WOW....Congratulations!!  ..going to have to send new pom poms to Suzanne!!!


----------



## okvet (Jun 20, 2006)

Judi--congrats on the win.

Todd


----------



## Ted Shih (Jan 20, 2003)

Thanks everyone.

It has been a great ride so far ... and it's not over yet.

I just cannot tell you how wonderful it is to have the old man titled. He has had a lot of hard luck and has been laid up over 1/2 of his career. 

It means more to me to have him win with Dave running him and title ... than it did for me to finish the National with Buffy

He deserved the FC and now he has it.

And his brother, FC/AFC Sky Hy's Husker Power (Ace) cannot give him anymore crap

Ted


----------



## Polock (Jan 6, 2003)

Way to go Ted and Zowie...................Congrats on the FC..........

Congrats also out to Judi and Red...............keep it rollin'..........


----------



## MikeBoley (Dec 26, 2003)

Congrats to Ted !!

Also to Tony and Sheril with Aspen for the 4th in the am.


----------



## JKL (Oct 19, 2007)

Congratulations Ted And Zowie!


----------



## Judy Chute (May 9, 2005)

WOW !!! Congratulations, Ted, and ..

FC AFC Freeridin Wowie Zowie..and Handler, Dave Rorem!


----------



## Miriam Wade (Apr 24, 2003)

Congratulations Ted!!!!

M


----------



## ghjones (Nov 25, 2004)

Red, you rule, buddy! I am so happy for you and Judi! What a wonderful, wonderful accomplishment!

Woohoo!!!!!!
Gretchen


----------



## JusticeDog (Jul 3, 2003)

Ted Shih said:


> *Open Results*
> 
> 1) *FC*/AFC Freeridin Wowie Zowie; O: Shih, H: Rorem
> 
> ...


Congrats Ted, Joanne, Kent and Dave! Hope Dave didn't hurt his back carrying all those ribbons and trophies!


----------



## Vickie Lamb (Jan 6, 2003)

_*How special for the old man to title, he's been through so much...now maybe he can squeeze under the wire with one more point and wow'em in Morgan Hill. Way to go, Zowie...you deserve those letters *_


----------



## mikebeadle (Dec 26, 2003)

Ted, Congrats to you and Dave. 

Do you know how many dogs are going to the National with Dave?
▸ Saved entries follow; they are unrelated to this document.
PR #7304, opened 2024-09-06
Interactivity Router: Update for latest GB changes.

sirreal:
Accounts for changes to the `@wordpress/interactivity-router` module in:

- https://github.com/WordPress/gutenberg/pull/65123
- https://github.com/WordPress/gutenberg/pull/65539

Static localized strings are passed via script module data passing instead of in Interactivity API store state.
Redundant HTML used for `aria-live` regions is removed. This functionality is not handled by the `@wordpress/a11y` script module added in #7405.

Trac ticket: https://core.trac.wordpress.org/ticket/60647

## Testing

Testing this requires package updates from https://github.com/WordPress/gutenberg/pull/65539. It anticipates the package being released and updated in Core.

(Copied from https://github.com/WordPress/gutenberg/pull/65539)

> This PR is difficult to test on its own because it requires the package to be updated as a Core dependency for proper testing. It does not affect Gutenberg behavior, only the package's behavior in Core. There are other ways of doing it but this works:
> 
> - Get a checkout of Core from https://github.com/WordPress/wordpress-develop/pull/7304. This is the build that will be running.
> - Run `npm ci` in the Core checkout to install packages.
> - Build the package from this PR (`npm run build:packages` in Gutenberg).
> - Replace the `@wordpress/interactivity-router` package in Core's `node_modules` (`node_modules/@wordpress/interactivity-router`) with the package directory in Gutenberg (remove the directory and copy the directory from Gutenberg `packages/interactivity-router`).
> - In Core, run the npm build script you use, in my case `npm run dev`.
> 
> Then test out that the interactivity router a11y functionality is working. A good way to test is the query block with "force page reload" option disabled. Specifically, the aria-live regions of the page should be updated (with localized text if in non-English locale) announcing "Page loaded."

---

### DIFF
--- a/src/wp-includes/interactivity-api/class-wp-interactivity-api.php
+++ b/src/wp-includes/interactivity-api/class-wp-interactivity-api.php
@@ -1011,12 +1011,6 @@ CSS;
 				data-wp-class--start-animation="state.navigation.hasStarted"
 				data-wp-class--finish-animation="state.navigation.hasFinished"
 			></div>
-			<div
-				class="screen-reader-text"
-				aria-live="polite"
-				data-wp-interactive="core/router"
-				data-wp-text="state.navigation.message"
-			></div>
 HTML;
 	}
 
--- a/src/wp-includes/interactivity-api/class-wp-interactivity-api.php
+++ b/src/wp-includes/interactivity-api/class-wp-interactivity-api.php
@@ -1031,6 +1031,19 @@ HTML;
 		if ( 'enter' === $mode && ! $this->has_processed_router_region ) {
 			$this->has_processed_router_region = true;
 
+			// Initialize the `core/router` store.
+			$this->state(
+				'core/router',
+				array(
+					'navigation' => array(
+						'texts' => array(
+							'loading' => __( 'Loading page, please wait.' ),
+							'loaded'  => __( 'Page Loaded.' ),
+						),
+					),
+				)
+			);
+
 			// Enqueues as an inline style.
 			wp_register_style( 'wp-interactivity-router-animations', false );
 			wp_add_inline_style( 'wp-interactivity-router-animations', $this->get_router_animation_styles() );
--- a/src/wp-includes/interactivity-api/class-wp-interactivity-api.php
+++ b/src/wp-includes/interactivity-api/class-wp-interactivity-api.php
@@ -1031,16 +1031,16 @@ HTML;
 		if ( 'enter' === $mode && ! $this->has_processed_router_region ) {
 			$this->has_processed_router_region = true;
 
-			// Initialize the `core/router` store.
+			/*
+			 * Initialize the `core/router` store.
+			 * If the store is not initialized like this with minimal
+			 * navigation object, the interactivity-router script module
+			 * errors.
+			 */
 			$this->state(
 				'core/router',
 				array(
-					'navigation' => array(
-						'texts' => array(
-							'loading' => __( 'Loading page, please wait.' ),
-							'loaded'  => __( 'Page Loaded.' ),
-						),
-					),
+					'navigation' => new stdClass(),
 				)
 			);
 
--- a/src/wp-includes/interactivity-api/class-wp-interactivity-api.php
+++ b/src/wp-includes/interactivity-api/class-wp-interactivity-api.php
@@ -994,16 +994,14 @@ CSS;
 	}
 
 	/**
-	 * Outputs the markup for the top loading indicator and the screen reader
-	 * notifications during client-side navigations.
+	 * Outputs markup for the @wordpress/interactivity-router script module.
 	 *
 	 * This method prints a div element representing a loading bar visible during
-	 * navigation, as well as an aria-live region that can be read by screen
-	 * readers to announce navigation status.
+	 * navigation.
 	 *
-	 * @since 6.5.0
+	 * @since 6.7.0
 	 */
-	public function print_router_loading_and_screen_reader_markup() {
+	public function print_router_markup() {
 		echo <<<HTML
 			<div
 				class="wp-interactivity-router-loading-bar"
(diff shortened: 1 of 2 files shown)


src/wp-includes/interactivity-api/class-wp-interactivity-api.php
```diff
@@ -199,6 +199,26 @@ public function print_client_interactivity_data() {
...
+	 *
+	 * Once in the browser, the state will be parsed and used to hydrate the client-side
+	 * interactivity stores and the configuration will be available using a `getConfig` utility.
+	 *
+	 * @since 6.7.0
+	 *
+	 * @param array $data Data to filter.
+	 * @return array Data for the Interactivity Router script module.
+	 */
+	public function filter_script_module_interactivity_router_data( array $data ): array {
```
swissspidy, line 213: Can't we find a better way?

This is really a step backwards from the JS I18N mechanism we implemented all those years ago 😞 

Translators loose important context because the strings are no longer co-located with the code where they're being used. This also fails as soon as soon as you are dealing with plurals.

sirreal:
This is building on https://github.com/WordPress/wordpress-develop/pull/7405.

sirreal:
See https://github.com/WordPress/gutenberg/pull/65539

src/wp-includes/interactivity-api/class-wp-interactivity-api.php
```diff
@@ -1016,16 +1031,16 @@ private function data_wp_router_region_processor( WP_Interactivity_API_Directive
...
 			$this->state(
 				'core/router',
 				array(
-					'navigation' => array(
-						'texts' => array(
-							'loading' => __( 'Loading page, please wait.' ),
-							'loaded'  => __( 'Page Loaded.' ),
-						),
-					),
+					'navigation' => new stdClass(),
```
sirreal, line 1041: Maybe this is better?
```suggestion
					'navigation' => array(
						'hasStarted'  => false,
						'hasFinished' => false,
					),
```

There's a bug where if `navigation` is not defined on the server, interactivity-router may error.

src/wp-includes/interactivity-api/class-wp-interactivity-api.php
sirreal: This comment and conversation continued in https://github.com/WordPress/gutenberg/pull/65123#discussion_r1754292031.

src/wp-includes/interactivity-api/class-wp-interactivity-api.php
michalczaplinski: To confirm my understanding: `	'navigation' => new stdClass()` currently fixes that bug, right?

sirreal: Yes, this ensures the `navigation` is an object (`{}`) when serialized to JavaScript. Then there's no failure when it assigns to `navigation.hasStarted` .

michalczaplinski (approved):
Looks good to me @sirreal ! 👍 

I've tested it following the instructions in the PR.

src/wp-includes/interactivity-api/class-wp-interactivity-api.php
```diff
@@ -990,12 +1011,6 @@ class="wp-interactivity-router-loading-bar"
 				data-wp-class--start-animation="state.navigation.hasStarted"
 				data-wp-class--finish-animation="state.navigation.hasFinished"
 			></div>
-			<div
```
michalczaplinski, line 993: Sorry to bring this up after having already approved!

I've just noticed that we should rename the function to `print_router_loading_markup()`, update its docstring and update the reference where we pass this function to the filter [over here](https://github.com/WordPress/wordpress-develop/pull/7304/files#diff-ba219807876e59a40e6ccd29916a088f32a9951d2210209c15cba58c0a337657R1053).

michalczaplinski (changes requested):

src/wp-includes/interactivity-api/class-wp-interactivity-api.php
sirreal: This is a public method, extenders could be calling it or modifying its behavior in filters. Renaming the method could be disruptive. It's true the method name isn't a perfect description now. What do you think of adding a note in the method documentation instead of changing the name?

michalczaplinski: Maybe we could do this:
- Create a new `print_router_markup` function
- Deprecate the “old” method, and have it log a deprecation.
- The “old” method calls  the new `print_router_markup` function.

I think that might be the way to go.

I’m looking at some existing functions/methods that have the @deprecated docstring. For example this function is deprecated, calls `_deprecated_function()` and then calls the updated version:

https://github.com/WordPress/wordpress-develop/blob/9e290835d6f006997d59ebaf063df113bb15a363/src/wp-includes/class-wp-scripts.php#L479-L505

sirreal: Ok, I've searched for the method name and it only appears in Gutenberg across searchable [plugins](https://wpdirectory.net/search/01J8QN3A1M1XEH7HVE1E3G3109) and [themes](https://wpdirectory.net/search/01J8QN3B0VC884R6D4AACRQ5QC).

Let's just rename it.

michalczaplinski: All right!

michalczaplinski (approved):
Looks good to me! 👍

michalczaplinski:
Committed with https://core.trac.wordpress.org/changeset/59097

sirreal:
This was reverted to avoid removing the public method.

New PR with these changes: https://github.com/WordPress/wordpress-develop/pull/7447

And do you know how many dogs are a point or two away from going?

I know that Dave has had a great year, but I'm not sure how many are super close.

Also are you running your dog in the National or is Dave?

Thanks, Mike


----------



## Bayou Magic (Feb 7, 2004)

Congrats to Red, my favorite rug, Judy and Kent. Great dog, great folks.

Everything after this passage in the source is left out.